Exercise instructions. Only reproduce the lines from the line containing "I noticed that" onward, exactly, through the final line of the data below.

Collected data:
Segment Open

PR #463, opened 2020-08-20
[RippleCarryAdder] Fix parameter description + Add missing <b> tags.

theerfan:
I noticed that the "sum" parameter in the description of Task 1.4 of RippleCarryAdder kata was wrongly named, so I fixed it.
Also, some of the "Need a hint? Click here" sections in some katas missed the `<b>` tag (which had been annoying me for some time :D), so I added them.


msoeken (approved):

msoeken:
@theerfan: Let's address the verbosity in a separate PR to split different topics. Thanks for this PR.

PR #465, opened 2020-08-25
Extend ExecutePreprocessor.startup_timeout to 120

ricardo-espinoza:
Increasing the timeout to prevent a condition during CI validation in which a new package takes longer to load.


tcNickolas:
Could you please provide more details on the problem this change should solve? I don't think I've seen this kind of behavior on public CI builds

ricardo-espinoza:
Hi @tcNickolas , this is a change by @rmshaffer that we were testing as part of a possible solution to an issue we encountered with the Solid pipeline during the release process of v0.12.20082513. We should abandon this, so I'm closing the PR.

Segment Closed

Response to the task.
I noticed that the "sum" parameter in the description of Task 1.4 of RippleCarryAdder kata was wrongly named, so I fixed it.
Also, some of the "Need a hint? Click here" sections in some katas missed the `<b>` tag (which had been annoying me for some time :D), so I added them.


msoeken (approved):

msoeken:
@theerfan: Let's address the verbosity in a separate PR to split different topics. Thanks for this PR.

PR #465, opened 2020-08-25
Extend ExecutePreprocessor.startup_timeout to 120

ricardo-espinoza:
Increasing the timeout to prevent a condition during CI validation in which a new package takes longer to load.


tcNickolas:
Could you please provide more details on the problem this change should solve? I don't think I've seen this kind of behavior on public CI builds

ricardo-espinoza:
Hi @tcNickolas , this is a change by @rmshaffer that we were testing as part of a possible solution to an issue we encountered with the Solid pipeline during the release process of v0.12.20082513. We should abandon this, so I'm closing the PR.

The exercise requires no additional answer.